In the Gulf Coast light oil is abundant and the high quality of the crude that is coming from shale is almost too good to be true. The yield from the crude would be even better if we were prepared to refine this fine specimen of nature. WTI once the crown jewel of oil refiners is being displaced with this fine elixir.

Gasoline (NYMEX:RBN14) demand did not disappoint as inventories decreased by 1.8 million barrels last week, and are in the middle of the average range. Demand on the four week average is up an impressive 5.4% as America said get me the heck out of the house! Distillate fuel inventories decreased by 0.2 million barrels last week and are below the lower limit of the average range for this time of year as exports surged and farmers finished planting. Total commercial petroleum inventories overall increased by 3.2 million barrels last week but that will not put an end to speculation of a possible squeeze in Oklahoma.
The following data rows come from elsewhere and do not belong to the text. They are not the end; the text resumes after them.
PR #784, opened 2020-06-20
Add Emacs as a supported editor

Sasanidas:
Emacs has support for credo with the flycheck plugin
https://www.flycheck.org/en/latest/languages.html#elixir


rrrene:
@Sasanidas Thx!

PR #798, opened 2020-07-31
Add name of check to message when printing issues

TheFirstAvenger:
For a number of the checks, it is not clear which specific check you are dealing with when reading through the output in Credo. I have a few times had to copy the error message, then search for it in credo source to figure out which one it is. This PR simply notes the name of the check in parenthesis after the message.

Example:
Screen Shot 2020-07-31 at 12 47 37 PM

### DIFF
--- a/lib/credo/cli/command/suggest/output/default.ex
+++ b/lib/credo/cli/command/suggest/output/default.ex
@@ -173,7 +173,7 @@ defmodule Credo.CLI.Command.Suggest.Output.Default do
            priority: priority
          } = issue,
          source_file,
-         %Execution{format: _} = exec,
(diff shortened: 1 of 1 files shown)


rrrene:
Credo's default output is well curated to provide newcomers with just the right amount of information to not overwhelm them, but make them engage with Credo's reasoning and approach. So I am very hesitant to change the default output.

I think we could add this if `--verbose` is given. WDYT?

TheFirstAvenger:
Sounds good, I'll update the PR to only add it on `--verbose`

TheFirstAvenger:
@rrrene updated, it now appears only on `--verbose`

rrrene:
@TheFirstAvenger :+1:

PR #801, opened 2020-08-06
Add SkipTestWithoutComment check to warn if no comment precedes `@tag :skip` in a test

TheFirstAvenger:
"temporarily" skipped tests can become permanent fixtures in a codebase because the reason for the skip can be forgotten. Ideally skips should not be long-lived, so if you do have to skip a test, you should document why it is being skipped so the skip can be cleared as soon as possible. This check warns if there is not a comment on the line preceding the skip.

### DIFF
--- a/.credo.exs
+++ b/.credo.exs
@@ -83,6 +83,7 @@
         #
         {Credo.Check.Design.AliasUsage,
          [priority: :low, if_nested_deeper_than: 2, if_called_more_often_than: 0]},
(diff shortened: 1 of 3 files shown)


rrrene:
This sounds like a great idea :+1:

rrrene:
@TheFirstAvenger Thx! I toyed around with making this more forgiving where the comment *could* be put, but think your initial design was right all along. 👏

PR #802, opened 2020-08-11
Add check for @impl true to change to @impl MyBehaviour

TheFirstAvenger:
Add check for @impl true to change to @impl MyBehaviour

### DIFF
--- a/.credo.exs
+++ b/.credo.exs
@@ -95,6 +95,7 @@
         #
         {Credo.Check.Readability.AliasOrder, []},
         {Credo.Check.Readability.FunctionNames, []},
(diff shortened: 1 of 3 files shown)


rrrene:
Also an interesting idea. Is this in any way "controversial" in that people tend to favor one way over the other or is there a broader consent on the "right way" to use `@impl` today?

TheFirstAvenger:
I have not heard pushback on going with the behaviour name instead of true, more often than not I hear "Oh, I didn't know you could do that", hence my thoughts that it could be a good thing for Credo to teach people about.

Issue #777, opened 2020-05-25
--min-priority not working (as I would expect)


JMurphyWeb:
### Environment

* Credo version: 1.4.0
* Erlang/Elixir version: 1.10.1
* Operating system: mac os

### What were you trying to do?
I am looking to add credo to my existing projects CI. 
Running `mix credo --strict` lists too many issues, so I want to initially only configure it to run on the 'higher' priority issues (and return a non-zero exit code if it finds a 'higher' priority issue)

I am assuming I should use the `--min-priority` flag: `mix credo suggest --min-priority higher`

### Expected outcome
I would expect this to only print checks where priority is 'higher'.

### Actual outcome
![Screenshot 2020-05-25 at 18 09 04](https://user-images.githubusercontent.com/12638261/82829800-6db37200-9eb4-11ea-82c1-407173d21783.png)
![Screenshot 2020-05-25 at 18 19 52](https://user-images.githubusercontent.com/12638261/82829809-72782600-9eb4-11ea-9bac-f2b558d856e7.png)

_______
I've also not found the documentation on `--min-priority` too clear (maybe I've missed something)
___
Am I doing something wrong?

rrrene:
Sounds like a bug, thx for reporting :+1:

PR #808, opened 2020-09-25
add min_priority after strict to avoid overwrites

grrrisu:
this commit changes the order of the `add_switch_` functions for `strict` and `min_priority`. 
As `add_switch_strict` overwrites in `Execution.set_strict`the min_priority value, it needs to be before the `add_switch_min_priorty`.
See https://github.com/rrrene/credo/blob/master/lib/credo/execution.ex#L298

the last time the order has been changed was with this commit:
https://github.com/rrrene/credo/commit/9d7b62e90b85fc07820ed0c81c371d9c48b0f1c1

Fixes https://github.com/rrrene/credo/issues/777


rrrene:
@grrrisu Thx!

PR #811, opened 2020-10-02
Fix `Strings.replace_with_spaces` with charlist

### LINKED ISSUE #809: "Space missing after comma" in String.split
### Environment

* Credo version (`mix credo -v`): 1.5.0-rc.2
* Erlang/Elixir version (`elixir -v`): 1.10.4
* Operating system: Ubuntu 18.04

I've run into another "space missing after comma" warning in this code block:
```elixir
  def process_value(name, value) do
    case name do
      'To' -> String.split(value, ",")   # <- here
      _ -> value
    end
  end
```
Perhaps exclude `","` from the regex, as that seems to be a common pattern in split/join operations? Cheers!

guitsaru:
There was a bug where a charlist before a string would cause the `replace_with_spaces` function to skip the rest of the line.

fixes #809

### DIFF
--- a/lib/credo/code/strings.ex
+++ b/lib/credo/code/strings.ex
@@ -145,7 +145,7 @@ defmodule Credo.Code.Strings do
   defp parse_charlist(str, acc, replacement) when is_binary(str) do
     {h, t} = String.next_codepoint(str)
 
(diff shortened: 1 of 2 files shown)


rrrene:
Thx @guitsaru! :+1:

PR #812, opened 2020-10-04
adds in missing < operator from this check

ityonemo:
`<` was missing from the non-special-form-operators list.


rrrene:
Thx @ityonemo! :+1:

The other issue for oil is still the Ukraine. Reports that Russian troops are pulling back and pressure from the EU to cut a deal to keep the gas flowing considering that Gazprom is getting the money not from Ukraine but the IMF. Yet if a deal does not get done oil will spike. If they get a deal it will break.

Natural Gas (NYMEX:NGN14) inventories  came in 114 slightly above expectations of 110 but not the type of injection that will inspire confidence in the long run that storage will get refilled to anywhere close to five year average levels. The race to refill goes on and with pipeline capacity.